— Problem description —
Line count for the string "does" in the records below: report that figure and nothing else.
(Beginning of Records provided)
PR #604, opened 2026-09-14
Expose query/get cost and scanned-bytes stats on QueryResponse

yhmo:
### What this PR does

Aligns `MilvusClientV2::Query()` / `Get()` responses with pymilvus `.extra` output by surfacing the cost / scanned-bytes / cache-hit-ratio metadata that the server already returns in the RPC status `extra_info`.

- `QueryResponse` (alias `GetResponse`) gains `Cost()`, `ScannedRemoteBytes()`, `ScannedTotalBytes()` and `CacheHitRatio()` accessors, mirroring the existing `SearchResponse` surface (defaults `-1`).
- `FillSearchResponseExtraInfo` is templatized over the response type and explicitly instantiated for `SearchResponse` and `QueryResponse`, so query/get reuse the same `extra_info` parsing.
- The `Query` post-hook now fills these fields (covers plain `Query`, `Get`, and session-routed queries); the `Get` empty-ids short-circuit resets them to `-1` to avoid stale values on reused responses.

### Tests

- Unit: `QueryResponse` accessor coverage + `FillSearchResponseExtraInfo` on `QueryResponse` (incl. malformed/comma-float fallback already covered for `SearchResponse`).
- Mocked: `V2QuerySurfacesCostExtraInfo` asserts cost metadata flows through the real `client->Query()` wire path.
- `testing-ut`: 911 passed; `testing-it`: 319 passed; clang-format clean.


src/impl/utils/DqlUtils.cpp
```diff
@@ -109,8 +110,9 @@ AppendOrderByFields(const std::vector<OrderByField>& order_by_fields,
 
 }  // namespace
 
+template <typename T>
 void
-FillSearchResponseExtraInfo(const proto::common::Status& status, SearchResponse& response) {
+FillSearchResponseExtraInfo(const proto::common::Status& status, T& response) {
```
yhmo: src/impl/utils/DqlUtils.cpp line:115
Low ---- The templated FillSearchResponseExtraInfo is now called from the Search, HybridSearch and Query post-hooks (and its QueryResponse instantiation) in MilvusClientV2Impl.cpp, so the "Search" name no longer matches the code it fills. Because every supported response type has to be explicitly instantiated, consider renaming it to a response-agnostic name (for example `FillResponseExtraInfo`) or documenting that it applies to all DQL responses, so a future maintainer adding a third response type does not assume the helper is search-specific.

src/impl/MilvusClientV2Impl.cpp
```diff
@@ -2404,6 +2405,10 @@ MilvusClientV2Impl::getWithoutTelemetry(const GetRequest& request, GetResponse&
         }
         response.SetResults(QueryResults{});
         response.SetSessionTs(0);
+        response.SetCost(-1);
```
yhmo: src/impl/MilvusClientV2Impl.cpp line:2408
Low ---- The -1 reset here duplicates the reset block at the top of `FillSearchResponseExtraInfo`, so the default cost/scanned-bytes/cache-hit-ratio values now live in three places: the member initializers in `QueryResponse.h`, the shared helper, and this short-circuit. Consider reusing `FillSearchResponseExtraInfo(proto::common::Status{}, response)` alongside `SetResults`/`SetSessionTs` so the reset defaults have a single source of truth and cannot drift when the defaults change.

src/impl/MilvusClientV2Impl.cpp
```diff
@@ -2404,6 +2405,10 @@ MilvusClientV2Impl::getWithoutTelemetry(const GetRequest& request, GetResponse&
...
+        response.SetScannedRemoteBytes(-1);
+        response.SetScannedTotalBytes(-1);
+        response.SetCacheHitRatio(-1.0f);
```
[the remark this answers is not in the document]

src/impl/utils/DqlUtils.cpp
yhmo: The issue is confirmed fixed. Resolving this conversation.

src/impl/MilvusClientV2Impl.cpp

PR #608, opened 2026-09-18
feat: add IndexParam for index creation and deprecate IndexDesc-based request input

yhmo:
## What this PR does / why we need it

Introduce a dedicated `IndexParam` type for index-creation input so the C++ SDK matches the Java/Rust SDKs, where `createIndex` takes `IndexParam` and `describeIndex` returns `IndexDesc`. Previously the C++ SDK reused `IndexDesc` (the describe type) as the create-index input.

## What changes

- New public type `milvus::IndexParam` (`src/include/milvus/types/IndexParam.h`): creation-only fields `field_name`/`index_name`/`index_type`/`metric_type`/`extra_params`.
- `CreateIndexRequest` and `CreateCollectionRequest` (inline index creation) gain `IndexParams()` / `SetIndexParams()` / `WithIndexParams()` / `AddIndexParam()` to build multiple indexes from `IndexParam`.
- The previous `IndexDesc`-based accessors (`Indexes()` / `SetIndexes()` / `WithIndexes()` / `AddIndex()`) are marked `[[deprecated]]` but remain functional: deprecated setters forward into the `IndexParam` list, and the deprecated `Indexes()` getter derives the `IndexDesc` view on demand, so existing callers keep working without a source break (single source of truth).
- `MilvusClientV2::CreateIndex` / `CreateCollection` signatures are unchanged; the impl builds the create-index RPC from `IndexParam` entries.
- Examples, tutorials, and unit/mocked/system tests updated to the new accessors.

## Verification

- `testing-ut`: 923 tests passed
- `testing-it` (mocked): CreateIndex/CreateCollection suites passed
- `testing-st` (system tests) compiles
- All 40 V2 examples build
- All 6 tutorials compile against the PR SDK
- All changed files pass clang-format

## Notes

- `AddFunctionFieldRequest::WithIndex` still uses `IndexDesc` (unchanged).
- The deprecated `Indexes()` getter on `CreateIndexRequest`/`CreateCollectionRequest` returns by value (previously a `const&`). `auto& v = req.Indexes();` no longer compiles and `const auto& v` now binds a snapshot rather than a live view; code should migrate to `IndexParams()`. Updating the deprecated accessors' shape is intentional so the two getters share one source of truth.
- Removing the deprecated accessors is left to a future major version.


src/include/milvus/request/index/CreateIndexRequest.h
```diff
@@ -44,32 +45,64 @@ class MILVUS_SDK_API CreateIndexRequest : public IndexRequestBase<CreateIndexReq
...
+    CreateIndexRequest&
+    AddIndexParam(IndexParam&& index_param);
+
     /**
      * @brief Get indexes.
      * @return the indexes.
+     * @deprecated Use IndexParams() instead.
      */
-    const std::vector<IndexDesc>&
+    [[deprecated("use IndexParams() instead")]] const std::vector<IndexDesc>&
```
yhmo, line 81: src/include/milvus/request/index/CreateIndexRequest.h line:81
Low ---- The class-level @code example above (lines 32-38) still demonstrates the deprecated IndexDesc + WithIndexes() pattern this PR is migrating away from. Users who copy it will compile with deprecation warnings and learn the old API. Please update the example to IndexParam + WithIndexParams()/AddIndexParam() so the header matches the rest of the PR (examples/, tutorial/, tests).

src/impl/request/index/CreateIndexRequest.cpp
```diff
@@ -28,6 +63,10 @@ CreateIndexRequest::Indexes() const {
 void
 CreateIndexRequest::SetIndexes(std::vector<IndexDesc>&& indexes) {
     indexes_ = std::move(indexes);
+    index_params_.clear();
```
yhmo, line 58: src/impl/request/index/CreateIndexRequest.cpp line:66
Low ---- The deprecated setters keep a mirrored std::vector<IndexDesc> that can drift from the IndexParam list actually consumed by MilvusClientV2Impl::CreateIndex(). For example, req.AddIndexParam(p).WithIndexes(v) silently discards p because SetIndexes clears index_params_, while SetIndexParams(v) leaves the deprecated indexes_ mirror stale so Indexes() no longer reflects what is sent over the wire (only index_params_ is serialized). Since both accessors coexist during the deprecation window, consider making the deprecated getter derive from index_params_ (single source of truth) or documenting that the two APIs must not be mixed on the same request.

test/it/v2/TestIndex.cpp
```diff
@@ -102,3 +103,50 @@ TEST_F(UnconnectMilvusMockedTest, CreateIndexRejectsEmptyIndexes) {
     EXPECT_FALSE(status.IsOk());
     EXPECT_EQ(status.Code(), milvus::StatusCode::INVALID_ARGUMENT);
 }
+
+TEST_F(UnconnectMilvusMockedTest, CreateIndexWithIndexParams) {
```
yhmo, line 107: test/it/v2/TestIndex.cpp line:107
Low ---- The compatibility promise of this PR is that the deprecated setters (SetIndexes/WithIndexes/AddIndex) forward into the IndexParam list and produce the same CreateIndex RPC. That forwarding is only exercised at the request-DTO level (size assertions in test/ut/request/TestIndexRequests.cpp), never at the mocked-RPC wire level, so a regression in ConvertToIndexParam (for example a dropped metric type or extra param) would go unnoticed. Consider adding a mocked test that builds the request through the deprecated path and asserts the same INDEX_TYPE/METRIC_TYPE/PARAMS keys as the new-API test above.

tutorial/1_quickstart/src/main.cpp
(End of Records provided)
— Solution —
3